II. Section 14(e) of the Exchange Act

"Section 14(e) of the Williams Act is a broad antifraud provision modeled after SEC Rule 10b-5, and is designed to ensure that shareholders confronted with a tender offer have adequate and accurate information on which to base the decision whether or not to tender their shares." Panter v. Marshall Field & Co., 646 F.2d 271, 283 (7th Cir. 1981) (affirming dismissal of claim under Section 14(e) where shareholders were not presented with the opportunity to rely on alleged deception when deciding whether to tender their shares) (emphasis added). AbbVie contends that Section 14(e) is inapplicable to this case because the allegedly fraudulent statement was made after the tender offer's deadline expired. Walleye responds that Section 14(e) applies broadly and "it is enough that the fraud alleged `coincided'" with the transaction. The Court disagrees.

Once the deadline for a tender offer expires, the shareholders are no longer confronted with it. Thus, any fraudulent statement made after a tender offer expires cannot be used as the basis for a Section 14(e) claim for "it was impossible for the plaintiffs to rely on any alleged deception in making the decision to tender or not." Panter, 646 F.2d at 283.

Walleye's attempts to distinguish Panter—where the tender offer was withdrawn as opposed to becoming effective—are not convincing. 646 F.2d 271. "[S]ection 14(e) is intended to protect shareholders from making a tender offer decision on inaccurate or inadequate information." Panter, 646 F.2d at 283 (emphasis added). Accordingly, whether the tender offer was effective or withdrawn is irrelevant where the end result is the same, i.e., shareholders had no opportunity to base a tender offer decision on a misstatement. The Court, therefore, finds Walleye failed to state a claim under Section 14(e).

III. Section 20(a) of the Exchange Act

In order to allege a Section 20(a) claim, the plaintiff must allege: (1) a primary securities violation; (2) that the individual defendant exercised general control over the individual or organization that committed the violation; and (3) that the individual defendant "possessed the power or ability to control the specific transaction or activity upon which the primary violation was predicated, whether or not that power was exercised." Harrison v. Dean Witter Reynolds, Inc., 974 F.2d 873, 881 (7th Cir. 1992); Zurich Capital Markets, Inc. v. Coglianese, 388 F.Supp.2d 847, 866 (N.D. Ill. 2004). Having found that Walleye fails to allege a primary securities violation by Chase or AbbVie, the Court finds that Walleye fails to state a claim under Section 20(a).

CONCLUSION

For the reasons mentioned above, the Court grants Defendants' motion to dismiss.
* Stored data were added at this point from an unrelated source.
PR #5087, opened 2021-10-08
EVG-15481 filter out basic roles from permissions route

ablack12:
[EVG-15481](https://jira.mongodb.org/browse/EVG-15481)

### Description 
This route returns all projects that the user has permissions for, and what the highest permissions are. Since every user by default has basic project access to almost every project, this return is super long and pretty unnecessary. Mana 2 wants to filter the basic project access out.

### Testing 
Added basic roles to test and verified the result didn't have them.

### DIFF
--- a/rest/route/user.go
+++ b/rest/route/user.go
@@ -445,7 +445,9 @@ func (h *userPermissionsGetHandler) Run(ctx context.Context) gimlet.Responder {
 	if u == nil {
 		return gimlet.NewJSONErrorResponse(errors.New("user not found"))
 	}
-	permissions, err := rolemanager.PermissionSummaryForRoles(ctx, u.Roles(), h.rm)
+	rolesToSearch, _ := utility.StringSliceSymmetricDifference(u.SystemRoles, evergreen.BasicAccessRoles)
+	// filter out the roles that everybody has automatically
+	permissions, err := rolemanager.PermissionSummaryForRoles(ctx, rolesToSearch, h.rm)
 	if err != nil {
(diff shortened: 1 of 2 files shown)


rest/route/user.go
```diff
@@ -445,7 +445,9 @@ func (h *userPermissionsGetHandler) Run(ctx context.Context) gimlet.Responder {
 	if u == nil {
 		return gimlet.NewJSONErrorResponse(errors.New("user not found"))
 	}
-	permissions, err := rolemanager.PermissionSummaryForRoles(ctx, u.Roles(), h.rm)
+	rolesToSearch, _ := utility.StringSliceSymmetricDifference(u.SystemRoles, evergreen.BasicAccessRoles)
```
malikchaya2, line 448: I'm a bit confused about how this works because I couldn't find where u.SystemRoles is populated. 
Will u.SystemRoles contain every single available role?

ablack12: Does that also help answer the second question? This function returns u.SystemRoles minus the basic roles.

ablack12: Nope it doesn't: you can read what happens [here](https://github.com/evergreen-ci/evergreen/blob/5b01d31f9ab5d44c2a959ac45741efcc77aeae12/vendor/github.com/evergreen-ci/utility/slice.go#L40). It returns two lists: the first is everything that is in A that is not in B, and the second is everything that is in B that is not in A. Here's the case you're describing: https://play.golang.org/p/tm0LVDrr5Zm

It is so ordered.

FootNotes


1. In a Dutch Auction, a company sets a range of prices at which it is willing to repurchase a fixed dollar amount of stock from its stockholders. Willing stockholders then choose a price within the specified range at which they would sell. The company then calculates a purchase price for the stock based on the lowest price it must spend per share such that its total expenditure is the previously specified, fixed amount.
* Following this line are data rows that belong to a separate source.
PR #5089, opened 2021-10-08
EVG-15462: add method to drop a collection

Kimchelly:
Jira: https://jira.mongodb.org/browse/EVG-15462

### Description 
* Add method to drop a collection for test setup/teardown when the test adds both docs and indexes. This makes it easier to ensure that the DB state is actually cleared after a test, especially to get rid of indexes that could affect an unrelated test.
* Make `DropAllIndexes` succeed even if the collection does not exist. Before, if the collection did not already exist, using `DropAllIndexes` would fail.

### Testing 
Updated existing DB tests that create indexes.

### DIFF
--- a/db/db_utils.go
+++ b/db/db_utils.go
@@ -148,6 +148,8 @@ func EnsureIndex(collection string, index mongo.IndexModel) error {
 	return errors.WithStack(err)
 }
 
+const errorCodeNamespaceNotFound = 26
+
 // DropAllIndexes drops all indexes in the specified collections, returning an
 // error immediately if dropping the indexes in any one of them fails.
 func DropAllIndexes(collections ...string) error {
@@ -162,7 +164,7 @@ func DropAllIndexes(collections ...string) error {
 			if mongoErr, ok := err.(driver.Error); ok && mongoErr.NamespaceNotFound() {
 				continue
 			}
-			if cmdErr, ok := err.(mongo.CommandError); ok && cmdErr.HasErrorCode(26) {
+			if cmdErr, ok := err.(mongo.CommandError); ok && cmdErr.HasErrorCode(errorCodeNamespaceNotFound) {
 				continue
 			}
 			return errors.Wrapf(err, "dropping indexes in collection '%s'", coll)


db/db_utils.go
```diff
@@ -131,13 +148,27 @@ func EnsureIndex(collection string, index mongo.IndexModel) error {
...
-	return errors.WithStack(err)
+	for _, coll := range collections {
+		if _, err := env.DB().Collection(coll).Indexes().DropAll(ctx); err != nil {
+			// DropAll errors if the collection does not exist, so make this
+			// idempotent by ignoring the error for the case of a nonexistent
+			// collection.
+			if mongoErr, ok := err.(driver.Error); ok && mongoErr.NamespaceNotFound() {
+				continue
+			}
+			if cmdErr, ok := err.(mongo.CommandError); ok && cmdErr.HasErrorCode(26) {
```
ybrill, line 165: what does this one mean?

model/testutil/indexes.go
```diff
@@ -4,17 +4,13 @@ import (
...
 	"go.mongodb.org/mongo-driver/mongo"
 	"go.mongodb.org/mongo-driver/mongo/options"
 )
 
-// AddTestIndexes drops all existing indexes and adds indexes for a given
-// collection
+// AddTestIndexes adds indexes in a given collection for testing.
 func AddTestIndexes(collection string, unique, sparse bool, key ...string) error {
-	catcher := grip.NewBasicCatcher()
-	catcher.Add(db.DropAllIndexes(collection))
```
ybrill, line 17: why don't we want to drop existing indexes anymore?

db/db_utils.go
```diff
@@ -131,13 +148,27 @@ func EnsureIndex(collection string, index mongo.IndexModel) error {
 	return errors.WithStack(err)
 }
 
-// DropIndex takes in a collection and a slice of keys and drops those indexes
-func DropAllIndexes(collection string) error {
+// DropAllIndexes drops all indexes in the specified collections, returning an
```
ybrill, line 151: is there ever a case where we'd use this instead of just dropping the collections?

db/db_utils.go
Kimchelly: It's mongo driver is pretty opaque about which error is which and when each will be returned. The [docs for driver.Error](https://pkg.go.dev/go.mongodb.org/mongo-driver@v1.7.3/x/mongo/driver#Error) seem to imply it's some catch-all for command execution errors. However, if you read the [docs for mongo.CommandError](https://pkg.go.dev/go.mongodb.org/mongo-driver@v1.7.3/mongo#CommandError), it's _also_ for command execution errors.

To be clear, error-checking for specific cases in MongoDB is basically always hacky like this. Anytime I've seen a piece of code check for specific error codes, it always has to check many cases because the error-handling is not unified very well.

For example, AbbVie set its purchase price at the lowest price for which it could buy back an aggregate $7.5 billion worth of stock. All shareholders who tendered at or below the purchase price would receive the purchase price, subject to potential proration. If the price was set at $99, AbbVie could buy back up to 75.8 million of the Company's shares (4.8% of shares outstanding); if at $114, AbbVie could buy back up to 65.8 million shares (4.1% of shares outstanding).

2. Companies conducting a Dutch Auction typically engage a depositary to help facilitate the tender of shares. A depositary accepts tenders of shares on behalf of the company; maintains an account of the shares at a book-entry transfer facility; and advises the company daily on the number of shares tendered each day, the method of delivery, and cumulative totals.
3. In the alternative, Defendants contend their morning announcement on May 30, 2018, is a forward-looking statement that is not actionable under Section 10(b)'s safe-harbor provision, 15 U.S.C. § 78u-5(c)(1). The Court declines to address this argument given our finding that Walleye does not adequately allege a false statement.